Distinct Roles for Neuropilin1 and Neuropilin2 during Mouse Corneal Innervation

Trigeminal sensory innervation of the cornea is critical for protection and synthesis of neuropeptides required for normal vision. Little is known about axon guidance during mammalian corneal innervation. In contrast to the chick where a pericorneal nerve ring forms via Npn/Sema signaling, mouse corneal axons project directly into the presumptive cornea without initial formation of an analogous nerve ring. Here we show that during development of the mouse cornea, Npn1 is strongly expressed by the trigeminal ganglion whereas Npn2 is expressed at low levels. At the same time Sema3A and Sema3F are expressed in distinct patterns in the ocular tissues.
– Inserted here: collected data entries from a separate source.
PR #868, opened 2026-04-10
Update Nix flake

Ktrompfl:
This PR makes the following changes to the recently added Nix flake:

- Adds missing build inputs that previously caused the package to fail to build with `nix build`.
- Adds the Nix lock file to the repository. This helps ensure reproducible builds and should likely be version-controlled.
- Installs shell completions and the Wayland session file as part of the package.
- Skips tests that require `io_uring` access, since this is not permitted in the sandboxed build environment. While this restriction does not appear to be always enforced by CppNix, it causes failures with other implementations such as Lix (see https://hydra.nixos.org/build/326198517/nixlog/1).

### DIFF
--- a/flake.nix
+++ b/flake.nix
@@ -83,6 +83,15 @@
             vulkan-loader
           ];
 
+          checkFlags = [
+            # the following tests require access to io_uring, which is disabled in the sandboxed build environment
+            "--skip=cpu_worker::tests::cancel"
+            "--skip=cpu_worker::tests::complete"
+            "--skip=eventfd_cache::tests::test"
+            "--skip=io_uring::ops::read_write_no_cancel::tests::cancel_in_kernel"
+            "--skip=io_uring::ops::read_write_no_cancel::tests::cancel_in_userspace"
+          ];
+
           postInstall = ''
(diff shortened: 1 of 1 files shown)


mahkoh:
>Adds the Nix lock file to the repository. This helps ensure reproducible builds and should likely be version-controlled.

I'd prefer not to do this. Jay only supports the latest stable rust version and adding a lock file pins the rust version.

>Skips tests that require io_uring access, since this is not permitted in the sandboxed build environment. While this restriction does not appear to be always enforced by CppNix, it causes failures with other implementations such as Lix (see hydra.nixos.org/build/326198517/nixlog/1).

Npn1(sema−/−) mutant corneas become precociously and aberrantly innervated by nerve bundles that project further into the corneal stroma. In contrast, stromal innervation was not affected in Npn2(−/−) mutants. The corneal epithelium was prematurely innervated in both Npn1(sema−/−) and Npn2(−/−) mutants. These defects were exacerbated in Npn1(sema−/−);Npn2(−/−) double mutants, which in addition showed ectopic innervation of the region between the optic cup and lens vesicle. Collectively, our data show that Sema3A/Npn1 and Sema3F/Npn2 signaling play distinct roles and both are required for proper innervation of the mouse cornea.